TASK:
All lines below containing the string "utils" are to be copied.

DATA FOR THIS TASK:
PR #3069, opened 2024-10-23
feat(frontend): Carousel component

DenysKarmazynDFINITY:
# Motivation

This PR includes the main Carousel component. It is based on the Carouse-utils branch, it will be switched to `main` after that PR is merged.

https://github.com/user-attachments/assets/1fd6da41-1da1-4ad4-b6ba-0672942006d6

### DIFF
--- a/src/frontend/src/lib/components/carousel/Carousel.svelte
+++ b/src/frontend/src/lib/components/carousel/Carousel.svelte
@@ -5,7 +5,7 @@
 	import Indicators from '$lib/components/carousel/Indicators.svelte';
 	import {
 		updateSliderFrameVisiblePart,
-		buildCarouselSliderFrame,
+		extendCarouselSliderFrame,
 		disableTransition,
 		enableTransition
 	} from '$lib/utils/carousel.utils';
@@ -73,26 +73,26 @@
 	 * Build slider frame and set required variables
 	 */
 	const initializeCarousel = () => {
-		if (isNullish(container)) {
+		if (isNullish(container) || isNullish(sliderFrame)) {
 			return;
 		}
 
 		// Save this data only on mount
 		if (isNullish(slides)) {
-			slides = [...container.children];
+			slides = [...sliderFrame.children];
 			totalSlides = slides.length;
 		}
 
 		containerWidth = container.offsetWidth;
 
-		sliderFrame = buildCarouselSliderFrame({
+		// Clean previous HTML if the frame is being re-built (e.g. in case of window resize)
+		sliderFrame.innerHTML = '';
+
+		extendCarouselSliderFrame({
+			sliderFrame,
 			slides,
 			slideWidth: containerWidth
 		});
-
-		// Clean previous HTML if the frame is being re-built (e.g. in case of window resize)
-		container.innerHTML = '';
-		container.appendChild(sliderFrame);
 
 		goToSlide(currentSlide);
 	};
@@ -225,8 +225,10 @@
 </script>
 
 <div class={`${styleClass ?? ''} relative overflow-hidden rounded-3xl bg-white p-4 pb-16 shadow`}>
-	<div class="overflow-hidden" bind:this={container}>
-		<slot></slot>
+	<div class="w-full overflow-hidden" bind:this={container}>
+		<div class="flex" bind:this={sliderFrame}>
+			<slot></slot>
+		</div>
 	</div>
 	<div class="absolute bottom-4 left-0 flex w-full justify-center">
 		<Indicators {onIndicatorClick} {totalSlides} {currentSlide} />
--- a/src/frontend/src/lib/components/carousel/Carousel.svelte
+++ b/src/frontend/src/lib/components/carousel/Carousel.svelte
@@ -3,12 +3,7 @@
 	import { onMount } from 'svelte';
 	import Controls from '$lib/components/carousel/Controls.svelte';
 	import Indicators from '$lib/components/carousel/Indicators.svelte';
-	import {
-		updateSliderFrameVisiblePart,
-		extendCarouselSliderFrame,
-		disableTransition,
-		enableTransition
-	} from '$lib/utils/carousel.utils';
+	import { moveSlider, extendCarouselSliderFrame } from '$lib/utils/carousel.utils';
 
 	export let autoplay = 5000;
 	export let duration = 300;
@@ -44,30 +39,30 @@
 	let slideTransformTimer: NodeJS.Timeout | undefined = undefined;
 
 	/**
-	 * A const to be used for enabling transition animation
-	 */
-	const animationParams = {
-		easing,
-		duration
-	};
-
-	/**
 	 * Initialise all required data and attach/detach events
 	 */
 	onMount(() => {
+		initializeSlides();
 		initializeCarousel();
 		initialiseAutoplayTimer();
-
-		// Resize listener to re-calculate slide frame width
-		window.addEventListener('resize', onResize);
 
 		return () => {
 			clearAutoplayTimer();
 			clearSlideTransformTimer();
-
-			window.removeEventListener('resize', onResize);
 		};
 	});
+
+	/**
+	 * Initialise slides-related vars on component mount
+	 */
+	const initializeSlides = () => {
+		if (isNullish(sliderFrame)) {
+			return;
+		}
+
+		slides = [...sliderFrame.children];
+		totalSlides = slides.length;
+	};
 
 	/**
 	 * Build slider frame and set required variables
@@ -75,12 +70,6 @@
 	const initializeCarousel = () => {
 		if (isNullish(container) || isNullish(sliderFrame)) {
 			return;
-		}
-
-		// Save this data only on mount
-		if (isNullish(slides)) {
-			slides = [...sliderFrame.children];
-			totalSlides = slides.length;
 		}
 
 		containerWidth = container.offsetWidth;
@@ -94,7 +83,11 @@
 			slideWidth: containerWidth
 		});
 
-		goToSlide(currentSlide);
+		if (nonNullish(sliderFrame.children)) {
+			goToSlide({
+				slide: currentSlide
+			});
+		}
 	};
 
 	/**
@@ -110,10 +103,8 @@
 	 * Clear autoplay timer
 	 */
 	const clearAutoplayTimer = () => {
-		if (nonNullish(autoplayTimer)) {
-			clearInterval(autoplayTimer);
-			autoplayTimer = undefined;
-		}
+		clearInterval(autoplayTimer);
+		autoplayTimer = undefined;
 	};
 
 	/**
@@ -128,10 +119,8 @@
 	 * Clear slide transform timer
 	 */
 	const clearSlideTransformTimer = () => {
-		if (nonNullish(slideTransformTimer)) {
-			clearInterval(slideTransformTimer);
-			slideTransformTimer = undefined;
-		}
+		clearInterval(slideTransformTimer);
+		slideTransformTimer = undefined;
 	};
 
 	/**
@@ -147,14 +136,14 @@
 	const goToNextSlide = () => {
 		const nextCurrentSlide = currentSlide + 1;
 
-		enableTransition({ sliderFrame, ...animationParams });
-		goToSlide(nextCurrentSlide);
+		goToSlide({
+			slide: nextCurrentSlide
+		});
 
 		if (nextCurrentSlide >= totalSlides) {
 			// Switch to the first slide without animation
 			slideTransformTimer = setTimeout(() => {
-				disableTransition({ sliderFrame });
-				goToSlide(0);
+				goToSlide({ slide: 0, withTransition: false });
 			}, duration);
 		}
 	};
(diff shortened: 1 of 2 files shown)


src/frontend/src/lib/components/carousel/Carousel.svelte
```diff
@@ -0,0 +1,235 @@
...
+	const animationParams = {
+		easing,
+		duration
+	};
+
+	/**
+	 * Initialise all required data and attach/detach events
+	 */
+	onMount(() => {
+		initializeCarousel();
```
peterpeterparker, line 58: The carousel is not dynamic and can only be initialized once, is this expected?

src/frontend/src/lib/components/carousel/Carousel.svelte
```diff
@@ -0,0 +1,235 @@
...
+		initialiseAutoplayTimer();
+
+		// Resize listener to re-calculate slide frame width
+		window.addEventListener('resize', onResize);
+
+		return () => {
```
peterpeterparker, line 64: In Svelte4, returning a function here works similarly as an `onDestroy` hook?

src/frontend/src/lib/components/carousel/Carousel.svelte
```diff
@@ -0,0 +1,235 @@
...
+
+	/**
+	 * Initialise all required data and attach/detach events
+	 */
+	onMount(() => {
+		initializeCarousel();
+		initialiseAutoplayTimer();
+
+		// Resize listener to re-calculate slide frame width
+		window.addEventListener('resize', onResize);
```
peterpeterparker, line 62: We generally use `<svelte:window>` to register global events

src/frontend/src/lib/components/carousel/Carousel.svelte
```diff
@@ -0,0 +1,235 @@
...
+	/**
+	 * Build slider frame and set required variables
+	 */
+	const initializeCarousel = () => {
+		if (isNullish(container)) {
+			return;
+		}
+
+		// Save this data only on mount
+		if (isNullish(slides)) {
```
peterpeterparker, line 81: Should we rather extract this in a dedicated initialization function?

src/frontend/src/lib/components/carousel/Carousel.svelte
```diff
@@ -0,0 +1,235 @@
...
+			slides = [...container.children];
+			totalSlides = slides.length;
```
peterpeterparker, line 83: Why not derive `totalSlides` from `slides`?

src/frontend/src/lib/components/carousel/Carousel.svelte
```diff
@@ -0,0 +1,235 @@
...
+			slides,
+			slideWidth: containerWidth
+		});
+
+		// Clean previous HTML if the frame is being re-built (e.g. in case of window resize)
+		container.innerHTML = '';
+		container.appendChild(sliderFrame);
+
+		goToSlide(currentSlide);
+	};
```
peterpeterparker, line 98: Many things need to be initialized, I'm a bit afraid we end up in a partial state in which some information are set and some not. Should we prevent those kind of desynchronization?

src/frontend/src/lib/components/carousel/Carousel.svelte
```diff
@@ -0,0 +1,235 @@
...
+		containerWidth = container.offsetWidth;
+
+		sliderFrame = buildCarouselSliderFrame({
+			slides,
+			slideWidth: containerWidth
+		});
+
+		// Clean previous HTML if the frame is being re-built (e.g. in case of window resize)
+		container.innerHTML = '';
+		container.appendChild(sliderFrame);
```
peterpeterparker, line 95: Would something like `container.replaceChild` would work instead of resetting and appending?

src/frontend/src/lib/components/carousel/Carousel.svelte
```diff
@@ -0,0 +1,235 @@
...
+			return;
+		}
+
+		// Save this data only on mount
+		if (isNullish(slides)) {
+			slides = [...container.children];
+			totalSlides = slides.length;
+		}
+
+		containerWidth = container.offsetWidth;
```
peterpeterparker, line 86: Shouldn't we derive `containerWidth` from the container rather than imperatively setting it's value?

src/frontend/src/lib/components/carousel/Carousel.svelte
```diff
@@ -0,0 +1,235 @@
...
+		autoplayTimer = setInterval(() => {
+			goToNextSlide();
+		}, autoplay);
+	};
+
+	/**
+	 * Clear autoplay timer
+	 */
+	const clearAutoplayTimer = () => {
+		if (nonNullish(autoplayTimer)) {
```
peterpeterparker, line 113: nitpick: I think `clearInterval` actually acccepts `undefined` parameter

src/frontend/src/lib/components/carousel/Carousel.svelte
```diff
@@ -0,0 +1,235 @@
...
+	 */
+	const onResize = () => {
+		initializeCarousel();
+	};
+
+	/**
+	 * Switch to the next slide
+	 */
+	const goToNextSlide = () => {
+		const nextCurrentSlide = currentSlide + 1;
```
peterpeterparker, line 148: Should we prevent overflow?

src/frontend/src/lib/components/carousel/Carousel.svelte
```diff
@@ -0,0 +1,235 @@
...
+
+		enableTransition({ sliderFrame, ...animationParams });
+		goToSlide(nextCurrentSlide);
+
+		if (nextCurrentSlide >= totalSlides) {
+			// Switch to the first slide without animation
+			slideTransformTimer = setTimeout(() => {
+				disableTransition({ sliderFrame });
+				goToSlide(0);
```
peterpeterparker, line 157: Have you thhought to passing the animation as an option of `goToSlide` to avoid having to enable or disable before the going to the slide?

```
goToSlide({ slide: 0, transition: none })
```

src/frontend/src/lib/components/carousel/Carousel.svelte
```diff
@@ -0,0 +1,235 @@
...
+
+		// We add +1 here to scroll frame to the end of the current slide
+		const offset = (currentSlide + 1) * containerWidth;
+		updateSliderFrameVisiblePart({ sliderFrame, animateTo: -offset });
+	};
+</script>
+
+<div class={`${styleClass ?? ''} relative overflow-hidden rounded-3xl bg-white p-4 pb-16 shadow`}>
+	<div class="overflow-hidden" bind:this={container}>
+		<slot></slot>
```
peterpeterparker, line 229: nitpick: `<slot />`

peterpeterparker (commented):
Not sure if I was supposed to review this one but, as it is tight with #3067, I also had a first look.

src/frontend/src/lib/components/carousel/Carousel.svelte
DenysKarmazynDFINITY: Yes, it only needs to be initialised on mount and on resize.

src/frontend/src/lib/components/carousel/Carousel.svelte
DenysKarmazynDFINITY: Yep, the return function here is called on unmount. The only thing - it cannot be async, which is perfectly fine in my case.

src/frontend/src/lib/components/carousel/Carousel.svelte
DenysKarmazynDFINITY: Makes sense.

src/frontend/src/lib/components/carousel/Carousel.svelte
DenysKarmazynDFINITY: It's used in 5 different places, so `totalSlides` is just a shortcut for `slides.length`. No strong opinion here, I can remove the var if you prefer so.

src/frontend/src/lib/components/carousel/Carousel.svelte
DenysKarmazynDFINITY: Since `container` is initially `undefined`, I added this var to avoid `nonNullish` check in every place where we need this value. Plus, it can only change on mount and on resize (both events will trigger `initializeCarousel`), so the var is always up-to-date. And, finally, it's again a bit shorter than using `container.offsetWidth`.

src/frontend/src/lib/components/carousel/Carousel.svelte
DenysKarmazynDFINITY: True, adjusted.

src/frontend/src/lib/components/carousel/Carousel.svelte
DenysKarmazynDFINITY: There is a check in `onNext`/`onPrevious` functions. `goToNextSlide` is indeed also used directly by the autoplay timer, but the overflow won't happen because of the next lines of this method - it will be silently (w/o animation) switched to slide number 0 after the transform animation is completed.

src/frontend/src/lib/components/carousel/Carousel.svelte
peterpeterparker: Can you add a comment somewhere because this is kind of a limitation.

src/frontend/src/lib/components/carousel/Carousel.svelte
peterpeterparker: Did not knew, thought in Svelte v4 onDestroy was required. Cool.

src/frontend/src/lib/components/carousel/Carousel.svelte
DenysKarmazynDFINITY: I added a small check to see if sliderFrame includes slides, couldn't come up with any other solutions here

src/frontend/src/lib/components/carousel/Carousel.svelte
peterpeterparker: What I mean was:

```
let containerWidth = 0;
$: containerWidth = container?.offsetWidth ?? 0
```

Would a less imperactive approach be interesting here?

src/frontend/src/lib/components/carousel/Carousel.svelte
peterpeterparker: Same as my other comment, I meant:

```
let totalSlides: number;
$: totalSlides = slides?.length ?? 0
```

Is this interesting here?

src/frontend/src/lib/components/carousel/Carousel.svelte
peterpeterparker: Oh that's another thing that needs to be documented - if a slide gets removed dynamically after everything is mounted then I guess the all slider is broken?

DenysKarmazynDFINITY: I don't think it can be the case, I added that check mostly to attempt to prevent the above mentioned desynchronization. If it looks confusing, I can remove it.

src/frontend/src/lib/components/carousel/Carousel.svelte
DenysKarmazynDFINITY: Done in this case.

src/frontend/src/lib/components/carousel/Carousel.svelte
DenysKarmazynDFINITY: In this case, I would keep defining containerWidth onMount (right before we generate the frame).

peterpeterparker: oki doki

src/frontend/src/lib/components/carousel/Carousel.svelte
DenysKarmazynDFINITY: Adding now, missed this comment.

src/frontend/src/lib/components/carousel/Carousel.svelte
peterpeterparker: What I mean is, if I understand correctly, the carousel will work fine as long as there are no dynamic changes to its content, like adding or removing slides. I'm also not sure how it would behave if one of the slides is a Svelte component that gets rendered while the carousel is mostly a static item.

Long story short, I foresee quite a potential for errors if this component is reused in any dynamic environment.

It's not a blocker for this PR, but definitely something to tackle once the due date has passed.

peterpeterparker (approved):
LGTM, thanks

I'm approving the PR, but as mentioned in my comments, I believe that the fact this component does not seem to support dynamic re-rendering could potentially lead to issues and costs in the future.

src/frontend/src/lib/components/carousel/Carousel.svelte
DenysKarmazynDFINITY: I will keep it in mind while implementing the next step where I actually use the component. I think it won't be a big deal to adjust some values to be dynamic, but in general your point totally makes sense.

ANSWER SECTION:
This PR includes the main Carousel component. It is based on the Carouse-utils branch, it will be switched to `main` after that PR is merged.
 	} from '$lib/utils/carousel.utils';
-	} from '$lib/utils/carousel.utils';
+	import { moveSlider, extendCarouselSliderFrame } from '$lib/utils/carousel.utils';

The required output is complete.